Помню, отец спит: сидя, и только что-то заставляет его слегка раскачиваться вперед-назад, будто кто-то, стоя за его спиной, чуть напирает на стул. За столом сидит с десяток человек; все делают вид, что не обращают на это внимания. Помню, как отец встает и замирает уродливой статуей: какое-то мгновение так и спит стоя, а потом тянет скатерть, что лежит подо всей этой посудой, тарелками, мисками, салатницами, конфетницами и селедочницами, тянет сильно, сбрасывает вместе со скатертью и то, что на скатерти, на пол, подняв неимоверный шум, словно сто окон выбили одновременно; стекло, посуда, остатки еды падают на него, рядом с ним, по всему ковру, все вскакивают, отпрыгивают, мама тоже, не меняя выражения лица, а отец прикрывается этой грязной скатертью как одеялом и укладывается спать среди битого стекла, пятен пролившихся в ковер водки, оранжада и кофе, остатков утки, цыпленка, салата, следов от жирной подливки. Я помню, как мама стоит над ним и смотрит: таким взглядом окидывают спящих в трамвае бездомных.

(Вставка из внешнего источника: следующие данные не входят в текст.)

PR #519, opened 2025-02-27
Adding test vectors and golden tests from the standard for both versions of VRF

paweljakubas:
# Description

The PR aims to add test vectors (generated to used as etalon and also taken from two drafts version 03 (Praos) and version 13 (PraosCompatBatch)).

I added several exports and totally ortogonal and non-invasive impl in both impl of VRF - needed for testing. 

I used ReadP parser to avoid imports not that there are not better parser combinator libraries;-)

# Checklist

- [ ] Self-reviewed the diff


cardano-crypto-tests/src/Test/Crypto/VRF.hs
```diff
@@ -59,8 +69,183 @@ tests =
...
+        , -- https://datatracker.ietf.org/doc/draft-irtf-cfrg-vrf/13/ - example 12
+          -- pi = 926e895d308f5e328e7aa159c06eddbe56d06846abf5d98c2512235eaa57fdce35b46edfc655bc828d44ad09d1150f31374e7ef73027e14760d42e77341fe05467bb286cc2c9d7fde29120a0b2320d04
+          testCase "generated golden test vector: vrf_ver13_standard_12" $
+            checkVer13TestVector "vrf_ver13_standard_12"
+        ]
     ]
 
+checkVer03TestVector :: FilePath -> Assertion
+checkVer03TestVector file = do
+  dir <- getCurrentDirectory
```
lehins, line 119: This is a totally incorrect way of getting to files that are included in a package.
What you need is the `Paths` interface provided by Cabal. See this section of documentation: https://cabal.readthedocs.io/en/3.4/cabal-package.html#accessing-data-files-from-package-code

For an example you can take a look at how we use it in ledger: 
* Add module to Cabal file: https://github.com/IntersectMBO/cardano-ledger/blob/f5b35692b4d92d664187781a98b7af3fab445bad/eras/conway/impl/cardano-ledger-conway.cabal#L148
* Import in [the test module](https://github.com/IntersectMBO/cardano-ledger/blob/f5b35692b4d92d664187781a98b7af3fab445bad/eras/conway/impl/huddle-cddl/Main.hs#L3-L8) and use `getDataFileName` to figure out the absolute path of the file.

cardano-crypto-tests/src/Test/Crypto/VRF.hs
```diff
@@ -59,8 +69,183 @@ tests =
...
+
+parserHex :: Maybe Int -> Parse.ReadP BS.ByteString
+parserHex lenM = do
+  str <- parseString
+  if str == "empty"
+    then
+      pure BS.empty
+    else case lenM of
+      Just len -> handleDecode str len
+      Nothing -> handleDecode str ((length str) `div` 2)
```
lehins, line 200: Redundant parenthesis
```suggestion
      Nothing -> handleDecode str (length str `div` 2)
```

cardano-crypto-tests/src/Test/Crypto/VRF.hs
```diff
@@ -59,8 +69,183 @@ tests =
...
+checkVer03TestVector :: FilePath -> Assertion
+checkVer03TestVector file = do
+  dir <- getCurrentDirectory
+  str <- readFile $ dir <> "/test_vectors/" <> file
+  let testVectorE = Read.readMaybe @VRFTestVector str
+  assertBool ("parsing test vector: " <> file <> " not successful") $ isJust testVectorE
+  let VRFTestVector {..} = fromJust testVectorE
+  signKey <- Ver03.skFromBytes signingKey
+  verKey <- Ver03.vkFromBytes verifyingKey
+  let bytesEq left right = case left of
```
lehins, line 126: "supplied" and "expected" names will give a better indication to what is going on.
Also, it will be useful to give this function a type signature with `HasCallStack`, so it will be clear which part of the test has failed.
```suggestion
  let bytesEq :: HasCallStack => Maybe ByteString -> ByteString -> Assertion
      bytesEq supplied expected = case left of
```

cardano-crypto-tests/test_vectors/vrf_ver03_generated_1
lehins, line 1: Make sure to list all of the test vector files in the cabal file [(see this example)]( https://github.com/IntersectMBO/cardano-ledger/blob/f5b35692b4d92d664187781a98b7af3fab445bad/eras/conway/impl/cardano-ledger-conway.cabal#L14-L17) 
It'll be easier if you give 'em some sort of extension, then you can use a wildcard, but it's up to you.

cardano-crypto-tests/src/Test/Crypto/VRF.hs
```diff
@@ -59,8 +69,183 @@ tests =
...
+        ]
     ]
 
+checkVer03TestVector :: FilePath -> Assertion
+checkVer03TestVector file = do
+  dir <- getCurrentDirectory
+  str <- readFile $ dir <> "/test_vectors/" <> file
+  let testVectorE = Read.readMaybe @VRFTestVector str
+  assertBool ("parsing test vector: " <> file <> " not successful") $ isJust testVectorE
+  let VRFTestVector {..} = fromJust testVectorE
```
lehins, line 123: This is a more idiomatic way of dealing with Maybe
```suggestion
  VRFTestVector {..} <- case testVectorE of
    Nothing -> assertFailure $ "Parsing test vector: " <> file <> " was not successful"
    Just testVector -> pure testVector
```

cardano-crypto-tests/src/Test/Crypto/VRF.hs
```diff
@@ -59,8 +69,183 @@ tests =
...
+
+data VRFTestVector = VRFTestVector
+  { name :: String
+  , version :: String
+  , ciphersuite :: String
+  , signingKey :: BS.ByteString
+  , verifyingKey :: BS.ByteString
+  , message :: BS.ByteString
+  , proof :: BS.ByteString
+  , hash :: BS.ByteString
```
lehins, line 183: I'd like to ask you to use camel case for `cipherSuite` and to use a common prefix for the fields:
```suggestion
  { testVectorName :: String
  , testVectorVersion :: String
  , testVectorCipherSuite :: String
  , testVectorSigningKey :: BS.ByteString
  , testVectorVerifyingKey :: BS.ByteString
  , testVectorMessage :: BS.ByteString
  , testVectorProof :: BS.ByteString
  , testVectorHash :: BS.ByteString
```

If `testVector` is too long of a prefix for your liking, I'd be ok with an abbreviation prefix of `tv`.

Without such prefix it is unclear where the binding is coming from (especially with RecordWildCards) and it can easily shadow binding with such a common name as `name` or `version` or `hash`. We want to avoid that

cardano-crypto-tests/src/Test/Crypto/VRF.hs
```diff
@@ -59,8 +69,183 @@ tests =
...
+  }
+
+data HexStringWithLength = HexStringWithLength
+  { payload :: String
+  , expectedLength :: Int
```
lehins, line 188: Ditto
```suggestion
  { hswlPayload :: String
  , hswlExpectedLength :: Int
```

lehins (changes requested):
Thank you for submitting this PR. I am always happy to have more tests.
Overall it looks good, but there are some issues I'd like to have resolved before merging.

I've never seen anyone use `ReadP` parser interface in such an anger before :grin:

cardano-crypto-praos/src/Cardano/Crypto/VRF/Praos.hs
```diff
@@ -376,6 +378,24 @@ vkFromBytes bs = do
...
+        ( "Invalid output length "
+            <> show @Int bsLen
+            <> ", expecting "
+            <> show @Int vrfKeySizeVRF
+        )
+    else do
+      output <- mkOutput
+      withForeignPtr (unOutput output) $ \ptr ->
+        copyFromByteString ptr bs vrfKeySizeVRF
+      return output
```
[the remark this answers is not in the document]
paweljakubas: sure! I was here "inspired" by already present implementations like `skFromBytes`, `vkFromBytes`,.. and follow the pattern. I agree with your remarks 100%

cardano-crypto-praos/src/Cardano/Crypto/VRF/PraosBatchCompat.hs
```diff
@@ -165,14 +173,17 @@ foreign import ccall "crypto_vrf_ietfdraft13_publickeybytes"
...
+  crypto_vrf_ietfdraft13_seedbytes :: CSize
 foreign import ccall "crypto_vrf_ietfdraft13_outputbytes"
   crypto_vrf_ietfdraft13_outputbytes :: CSize
 
 foreign import ccall "crypto_vrf_ietfdraft13_publickeybytes"
   io_crypto_vrf_ietfdraft13_publickeybytes :: IO CSize
 foreign import ccall "crypto_vrf_ietfdraft13_secretkeybytes"
   io_crypto_vrf_ietfdraft13_secretkeybytes :: IO CSize
+foreign import ccall "crypto_vrf_ietfdraft13_outputbytes"
+  io_crypto_vrf_ietfdraft13_outputbytes :: IO CSize
```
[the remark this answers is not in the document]
paweljakubas: 100% agree. Once again I was trying to be as minimally invasive as possible and followed "patterns" of `io_crypto_vrf_ietfdraft13_publickeybytes` and `io_crypto_vrf_ietfdraft13_secretkeybytes`.

cardano-crypto-praos/src/Cardano/Crypto/VRF/PraosBatchCompat.hs
```diff
@@ -402,6 +416,27 @@ mkOutput =
...
+            <> " or "
+            <> show @Int ioSize
+        )
+    else do
+      output <- mkOutput
+      withForeignPtr (unOutput output) $ \ptr ->
+        copyFromByteString ptr bs vrfKeySizeVRF
+      return output
+  where
+    bsLen = BS.length bs
```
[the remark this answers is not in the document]
paweljakubas: the same comment like for `Praos` impl. Of course applied your suggestion!

cardano-crypto-tests/src/Test/Crypto/VRF.hs
paweljakubas: good request.I did it and removed `directory` dependency. Thanks to that I have not added any dependency in this PR:-)

cardano-crypto-tests/src/Test/Crypto/VRF.hs
paweljakubas: done

cardano-crypto-tests/src/Test/Crypto/VRF.hs
paweljakubas: done, and extracted bytesEq and reused in both checks

cardano-crypto-tests/src/Test/Crypto/VRF.hs
paweljakubas: used `maybe` and followed the "idiomatic way"

cardano-crypto-tests/src/Test/Crypto/VRF.hs
paweljakubas: valid points. done!

paweljakubas:
Thanks @lehins for all the constructive remarks and `ReadP` nitpicking. I would use `attoparsec` if performance would be of issue. But as here it is only testing for being in line with standard test vectors and I don't want to clutter dependencies I opted for this simple, but good enough imho, parser combinator impl. Cheers

lehins (approved):
Beautiful. Thank you!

– Сукин сын, – шипит сквозь зубы моя мать, и это единственный раз, когда я слышу от нее ругательство.
Отец будет спать долго и крепко, словно ребенок; шесть часов мать с помощью двух теток наводят порядок и смывают всю грязь, а он продолжает спать.
Я откладываю снимок назад туда, где он и был.
– Мог бы и мне дать попить, – говорю Гжесю.
– Налей себе, – он тычет куда-то на стол в кухне. Неподалеку от того места, куда он указывает, стоит почти пустая бутылка минеральной воды.
Если коротко – все закончилось тем, что, когда стало ясно, что мама не выздоровеет, отец перестал пить, продал машину и вставил себе зубы. Не пьет до сих пор.
– Сука, Алекс, – говорит мой брат и подпрыгивает, когда черный небольшой зверек проскакивает у него под ногами.
Я вижу, как отец выходит из машины и идет в сторону двери, без удивления глядя на мою машину – словно проверяя, не пробили ли ей шины. Из второй машины вылезает мужик в куртке моро. Они недолго разговаривают. Мужик слушает, что говорит отец, кивает, подает ему руку. Они стоят, сцепленные этим жестом, две, три секунды. Наконец мужик садится в свою машину и уезжает. Отец остается в одиночестве, идет к калитке.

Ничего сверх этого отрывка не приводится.